Combining plant biology and machine learning let researchers sort through tens of thousands of genes to determine which make specialized metabolites.
Researchers have combined plant biology and machine learning to sort through tens of thousands of genes to determine which genes make specialized metabolites.
Some metabolites attract pollinators while others repel pests. Ever wonder why deer eat tulips and not daffodils?

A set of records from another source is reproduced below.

PR #5003, opened 2025-02-27
feat: add MCP tool conversion util

iteratetograceness:


packages/ai/package.json
```diff
@@ -63,6 +63,7 @@
     "@ai-sdk/provider-utils": "2.1.10",
     "@ai-sdk/react": "1.1.18",
     "@ai-sdk/ui-utils": "1.1.16",
+    "@modelcontextprotocol/sdk": "^1.6.0",
```
lgrammel, line 66: Hm this is a major challenge because their dependencies match our, which can lead to dependency version conflicts and nasty bugs: https://www.npmjs.com/package/@modelcontextprotocol/sdk?activeTab=dependencies

lgrammel: Will think about options how to address this. One is to move mcp tools to a separate pkg, another is to use peer dependencies.

packages/ai/core/tool/mcp.ts
```diff
@@ -0,0 +1,209 @@
+import { Client } from '@modelcontextprotocol/sdk/client/index.js';
```
lgrammel, line 1: strange that the imports are with `.js` - is this intentional?

packages/ai/core/tool/mcp.ts
```diff
@@ -0,0 +1,209 @@
...
+  options?: SSEClientTransportOptions;
+}
+type McpServerConfig = McpStdioServerConfig | McpSSEServerConfig;
+
+interface CreateMcpToolsConfig {
+  servers: Record<string, McpServerConfig>;
+  toolCallOptions?: RequestOptions;
+}
+
+type McpCallToolInputSchema = z.ZodType<any, any, any> | Schema<any>;
```
lgrammel, line 38: Does the `any` affect type inference down the line (when the mcp tool is used with generateText/streamText)?

packages/ai/core/tool/mcp.ts
```diff
@@ -0,0 +1,209 @@
...
+          env: {
+            ...process.env,
+            ...serverConfig.env,
+          } as Record<string, string>,
+        });
+
+  const client = new Client(
+    {
+      name: `${name}-client`,
+      version: '0.1.0',
```
lgrammel, line 69: what does the version indicate here?

packages/ai/core/tool/mcp.ts
```diff
@@ -0,0 +1,209 @@
...
+      inferParameters<TToolSchemas[K]['input']>,
+      CallToolResult
+    >;
+  };
+  clients: Record<string, Client>;
+}
+
+// Based off: https://github.com/dnakov/claude-code/blob/da716d77b251868918bb5776377f85a18a47ffdf/src/services/mcpClient.ts#L224
+async function connectToServer(
+  name: string,
```
lgrammel, line 52: what is name used for?

packages/ai/core/tool/mcp.ts
```diff
@@ -0,0 +1,209 @@
...
+    {
+      name: `${name}-client`,
+      version: '0.1.0',
+    },
+    {
+      capabilities: {},
+    },
+  );
+
+  const CONNECTION_TIMEOUT_MS = 5000;
```
lgrammel, line 76: this could be a configurable option

packages/ai/core/tool/mcp.ts
```diff
@@ -0,0 +1,209 @@
...
+          } as Record<string, string>,
+        });
+
+  const client = new Client(
+    {
+      name: `${name}-client`,
+      version: '0.1.0',
+    },
+    {
+      capabilities: {},
```
lgrammel, line 72: what can be set here?

packages/ai/core/tool/mcp.ts
```diff
@@ -0,0 +1,209 @@
...
+    },
+  );
+
+  const CONNECTION_TIMEOUT_MS = 5000;
+  const connectPromise = client.connect(transport);
+  const timeoutPromise = new Promise<never>((_, reject) => {
+    const timeoutId = setTimeout(() => {
+      reject(
+        new Error(
```
lgrammel, line 81: please use `AISDKError` for now. we might need a special subclass at some point

packages/ai/core/tool/mcp.ts
```diff
@@ -0,0 +1,209 @@
...
+ * Read: https://mswjs.io/docs/basics/handling-websocket-events
+ * Also add new example(s) for MCP stdio (and SSE?)
+ */
+
+/**
+ * Overall improvement of error handling
+ */
+
+export async function createMcpTools<
+  TToolSchemas extends McpToolSchemaMap = {},
```
lgrammel, line 150: I use upper case for generics e.g. `TOOL_SCHEMAS`

packages/ai/core/tool/mcp.ts
```diff
@@ -0,0 +1,209 @@
...
+type McpServerConfig = McpStdioServerConfig | McpSSEServerConfig;
+
+interface CreateMcpToolsConfig {
+  servers: Record<string, McpServerConfig>;
+  toolCallOptions?: RequestOptions;
+}
+
+type McpCallToolInputSchema = z.ZodType<any, any, any> | Schema<any>;
+type McpToolSchemaMap = Record<string, { input: McpCallToolInputSchema }>;
+interface McpToolset<TToolSchemas extends McpToolSchemaMap = {}> {
```
lgrammel, line 40: We have a type `ToolSet` internally, so maybe change to `McpToolSet` (and it should match that type somewhat)

packages/ai/core/tool/mcp.ts
```diff
@@ -0,0 +1,209 @@
...
+    tools: {} as McpToolset<TToolSchemas>['tools'],
+    clients: {},
+  };
+
+  const clientConnections = await Promise.allSettled(
+    Object.entries(config.servers).map(async ([name, serverConfig]) => {
+      const client = await connectToServer(name, serverConfig);
+      return { name, client };
+    }),
+  );
```
lgrammel, line 162: I'm confused - does a single McpToolSet not match a single client/server connection?

My understanding was 1 McpToolSet <> 1 McpClient <> 1 McpServer - is that incorrect?

packages/ai/core/tool/mcp.ts
```diff
@@ -0,0 +1,209 @@
...
+        } catch (error) {
+          const errorMessage =
+            error instanceof Error ? error.message : String(error);
+          throw new Error(
+            `Failed to list tools for server ${name}: ${errorMessage}`,
+          );
+        }
+      } else {
+        throw new Error(`Failed to connect to server: ${result.reason}`);
+      }
```
lgrammel, line 204: ai sdk errors

lgrammel:
@iteratetograceness actually would it be possible to call the MCP websocket api directly without their library? if so, how hard would it be? that would solve the dependency issues and allow us to include the MCP tool directly in the `ai` pkg. It would also be more aligned with our general direct api calling approach (avoid libraries).

packages/ai/package.json
iteratetograceness: Looking into the solution you proposed most recently around calling web socket API directly!

packages/ai/core/tool/mcp.ts
iteratetograceness: The conversion tool accepts multiple server configs, spawns a client for each one, and combines all available tools; but I'm open to being opinionated about focusing on a single server<>client relationship - lmk what you think!

iteratetograceness:
> would it be possible to call the MCP websocket api directly without their library? if so, how hard would it be? that would solve the dependency issues and allow us to include the MCP tool directly in the ai pkg. It would also be more aligned with our general direct api calling approach (avoid libraries).

Thinking about this: seems like what we want is a custom Client and Transport; the trade-off here being we would essentially be copying over chunks of their code that we want to use

packages/ai/core/tool/mcp.ts
iteratetograceness: yeah that was the auto import!

packages/ai/core/tool/mcp.ts
iteratetograceness: `version of an MCP implementation`

we could expose as config option to users!

packages/ai/core/tool/mcp.ts
iteratetograceness: this is used to name the client that will connect to the server!

packages/ai/core/tool/mcp.ts
iteratetograceness: https://github.com/modelcontextprotocol/typescript-sdk/blob/170e656dcbb154b1e1723ba7dbb850d73010fbe1/src/types.ts#L196

lgrammel:
> Thinking about this: seems like what we want is a custom Client and Transport; the trade-off here being we would essentially be copying over chunks of their code that we want to use

I usually re-develop from scratch against APIs to make sure the code is up to our standards.

packages/ai/core/tool/mcp.ts
iteratetograceness: Follow-up: converted to enforcing a single server; users can invoke the tool N times for every server they'd like to pull tools from!

examples/ai-core/package.json
```diff
@@ -48,5 +49,6 @@
     "@types/node": "20.11.20",
     "tsx": "4.19.2",
     "typescript": "5.6.3"
-  }
+  },
+  "type": "module"
```
lgrammel, line 53: why is this needed?

examples/ai-core/src/mcp/agent.ts
```diff
@@ -0,0 +1,78 @@
...
+    {
+      server: {
+        type: 'stdio',
+        command: 'node',
+        args: ['src/mcp/dist/server.js'],
+      },
+      customClient: client,
+    },
+    toolSchemas,
+  );
```
lgrammel, line 44: ideally I'd imagine an api like:

```
const myTools = createMCPTools({
  type: "stdio",
  command: 'node',
  args: ['src/mcp/dist/server.js'],
  tools: {
    'get-pokemon': {
      input: z.object({ name: z.string() }),
    },
  }
})
```

packages/ai/core/tool/mcp.ts
```diff
@@ -0,0 +1,227 @@
...
+    ) => Promise<CallToolResult>;
+  };
+} & {
+  [key: string]: Tool<any, CallToolResult> & {
+    execute: (
+      args: any,
+      // options?
+    ) => Promise<CallToolResult>;
+  };
+};
```
lgrammel, line 98: we have this in toolset / tools, but slightly different. would be good to reuse what we have

packages/ai/core/tool/mcp.ts
```diff
@@ -0,0 +1,227 @@
...
+  type: 'stdio';
+}
+interface McpSSEServerConfig {
+  type: 'sse';
+  url: string;
+  options?: {
+    // authProvider?: OAuthClientProvider;
+    eventSourceInit?: EventSourceInit;
+    requestInit?: RequestInit;
+  };
```
lgrammel, line 39: pull up eventSourceInit / requestInit (or remove for now)

packages/ai/core/tool/mcp.ts
```diff
@@ -0,0 +1,227 @@
...
+
+/**
+ * An interface that defines the minimum required MCP client properties.
+ * Used when endusers provide their own MCP Client for more granular control.
+ */
+interface McpClientInterface {
+  listTools(
+    params?: ListToolsRequest['params'],
+    options?: RequestOptions,
+  ): Promise<ListToolsResult>;
```
lgrammel, line 57: do we need the tool listing? or can we limit ourselves to tool calling for the mvp? (since the user provides tool schemas to begin with)

packages/ai/core/tool/mcp.ts
```diff
@@ -0,0 +1,227 @@
...
+  callTool(
+    params: CallToolRequest['params'],
+    resultSchema?:
+      | typeof CallToolResultSchema
+      | typeof CompatibilityCallToolResultSchema,
```
lgrammel, line 62: why 2?

packages/ai/core/tool/mcp.ts
```diff
@@ -0,0 +1,227 @@
...
+
+export async function createMcpTools<TOOL_SCHEMAS extends ToolSchemas = {}>(
+  config: AdapterConfig,
+  toolSchemas: TOOL_SCHEMAS,
+): Promise<AdapterReturnType<TOOL_SCHEMAS>> {
+  const tools: Record<string, Tool> = {};
+  const { client, cleanup } = await setupClient(config);
+
+  try {
+    const listToolsResult = await client.listTools();
```
lgrammel, line 108: if we have the tools from `toolSchemas`, do we need this? (maybe yes for more dynamic use cases, but want to understand better)

packages/ai/core/tool/mcp.ts
```diff
@@ -0,0 +1,227 @@
...
+
+    for (const { name, description, inputSchema } of listToolsResult.tools) {
+      const parameters = toolSchemas[name]
+        ? toolSchemas[name].input
+        : jsonSchema(inputSchema as JSONSchema7);
```
lgrammel, line 113: hm this might lead to errors where toolSchemas is wrong

packages/ai/core/tool/mcp.ts
```diff
@@ -0,0 +1,227 @@
...
+            },
+            CallToolResultSchema,
+            config.toolCallOptions,
+          );
+          const parsedResult = CallToolResultSchema.parse(result);
+          return parsedResult as CallToolResult;
+        },
+      };
+
+      tools[name] = toolWithExecute;
```
lgrammel, line 138: could this be just

```
tools[name] = tool({
   ...
})
```

packages/ai/core/tool/mcp.ts
```diff
@@ -0,0 +1,227 @@
...
+  }
+}
+
+async function setupClient(config: AdapterConfig) {
+  if (config.customClient)
+    return {
+      client: config.customClient,
+      cleanup: async () => {
+        // noop - no clean up for custom clients
+        return Promise.resolve();
```
lgrammel, line 161: is promise.resolve needed?

packages/ai/core/tool/mcp.ts
```diff
@@ -0,0 +1,227 @@
...
+      },
+    };
+
+  try {
+    const client = new SimpleMcpClient(
```
lgrammel, line 166: rename to `McpClient`?

packages/ai/core/tool/mcp/client.ts
```diff
@@ -0,0 +1,318 @@
...
+ * It is a custom implementation of the MCP Client (derived from Protocol) class.
+ *
+ * Not supported:
+ * - Client options (e.g. sampling, roots) as they are not needed for tool conversion
+ * - Accepting notifications
+ */
+export class SimpleMcpClient {
+  private _transport: Transport | undefined;
+  private _requestMessageId = 0;
+  private _responseHandlers: Map<
```
lgrammel, line 41: pls remove `_` prefix

packages/ai/core/tool/mcp/client.ts
```diff
@@ -0,0 +1,318 @@
...
+ * primarily for tool conversion between MCP<>AI SDK.
+ *
+ * It is a custom implementation of the MCP Client (derived from Protocol) class.
+ *
+ * Not supported:
+ * - Client options (e.g. sampling, roots) as they are not needed for tool conversion
+ * - Accepting notifications
+ */
+export class SimpleMcpClient {
+  private _transport: Transport | undefined;
```
lgrammel, line 39: must always be defined, set in constructor to simplify flows

packages/ai/core/tool/mcp/client.ts
```diff
@@ -0,0 +1,318 @@
...
+  private requestTimeoutMs: number;
+  private _timeoutInfo: Map<number, TimeoutInfo> = new Map();
+  private _serverCapabilities?: ServerCapabilities;
+
+  constructor(private _clientInfo: Implementation) {
+    this.connectionTimeoutMs = _clientInfo.connectionTimeoutMs || 6000;
+    this.requestTimeoutMs = _clientInfo.requestTimeoutMs || 3000;
+  }
+
+  async connect(transport: Transport): Promise<void> {
```
lgrammel, line 55: merge into constructor?

packages/ai/core/tool/mcp/client.ts
```diff
@@ -0,0 +1,318 @@
...
+  private _responseHandlers: Map<
+    number,
+    (response: JSONRPCResponse | Error) => void
+  > = new Map();
+  private connectionTimeoutMs: number;
+  private requestTimeoutMs: number;
+  private _timeoutInfo: Map<number, TimeoutInfo> = new Map();
+  private _serverCapabilities?: ServerCapabilities;
+
+  constructor(private _clientInfo: Implementation) {
```
lgrammel, line 50: prefer object params

packages/ai/core/tool/mcp/client.ts
```diff
@@ -0,0 +1,318 @@
...
+          name: 'McpClientError',
+          message: 'Server sent invalid initialize result',
+        });
+      }
+
+      if (!SUPPORTED_PROTOCOL_VERSIONS.includes(result.protocolVersion)) {
+        throw new AISDKError({
+          name: 'McpClientError',
+          message: `Server's protocol version is not supported: ${result.protocolVersion}`,
+        });
```
lgrammel, line 83: would be good to introduce a dedicate `MCPClientError`class (see examples for specific ai sdk errors)

packages/ai/core/tool/mcp/client.ts
```diff
@@ -0,0 +1,318 @@
...
+  async request<T extends ZodType<object>>(
+    request: Request,
+    resultSchema: T,
+    options?: RequestOptions,
+  ): Promise<z.infer<T>> {
+    return new Promise((resolve, reject) => {
+      if (!this._transport) {
+        reject(new Error('Not connected'));
+        return;
+      }
```
lgrammel, line 111: there should always be a transport (or object creation should fail)

packages/ai/core/tool/mcp/client.ts
```diff
@@ -0,0 +1,318 @@
...
+
+  async close(): Promise<void> {
+    await this._transport?.close();
+    this._onclose();
+  }
+
+  async request<T extends ZodType<object>>(
+    request: Request,
+    resultSchema: T,
+    options?: RequestOptions,
```
lgrammel, line 105: use param object

packages/ai/core/tool/mcp/client.ts
```diff
@@ -0,0 +1,318 @@
...
+  async listTools(
+    params?: ListToolsRequest['params'],
+    options?: RequestOptions,
+  ): Promise<ListToolsResult> {
+    if (!this._serverCapabilities?.tools) {
+      throw new AISDKError({
+        name: 'McpClientError',
+        message: `Server does not support tools (required for tools/list)`,
+      });
+    }
```
lgrammel, line 175: we should not have that flag. always assume tools are supported (or the server is useless for the ai sdk)

packages/ai/core/tool/mcp/client.ts
```diff
@@ -0,0 +1,318 @@
...
+
+    const jsonrpcNotification: JSONRPCNotification = {
+      ...notification,
+      jsonrpc: '2.0',
+    };
+
+    await this._transport.send(jsonrpcNotification);
+  }
```
lgrammel, line 219: do we need this?

packages/ai/core/tool/mcp/types.ts
```diff
@@ -0,0 +1,251 @@
...
+});
+export const CompatibilityCallToolResultSchema = CallToolResultSchema.or(
+  ResultSchema.extend({
+    toolResult: z.unknown(),
+  }),
+);
+export type CallToolResult = z.infer<typeof CallToolResultSchema>;
+export type CompatibilityCallToolResult = z.infer<
+  typeof CompatibilityCallToolResultSchema
+>;
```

It’s because daffodils have metabolites to fend off the critters who’d dine on them.
“Plants are amazing—they are their own mini factories, and we wanted to recreate what they do in a lab…”
The results could potentially lead to improved plants but also to the development of plant-based pharmaceuticals and environmentally safe pesticides, says Shin-Han Shiu, a plant computational biologist at Michigan State University.
“Plants are amazing—they are their own mini factories, and we wanted to recreate what they do in a lab to produce synthetic chemicals to make drugs, disease-resistant crops and even artificial flavors,” Shiu says.
“Our research found that it is possible to pick out the right gene by automating the process since machines are more capable of picking out minute differences among thousands of genes.”
Taking a machine-learning approach, an interdisciplinary team of biochemists and computational biologists created a model that looked at more than 30,000 genes in Arabidopsis thaliana, a small flowering plant that is called the “lab rat of plant science.”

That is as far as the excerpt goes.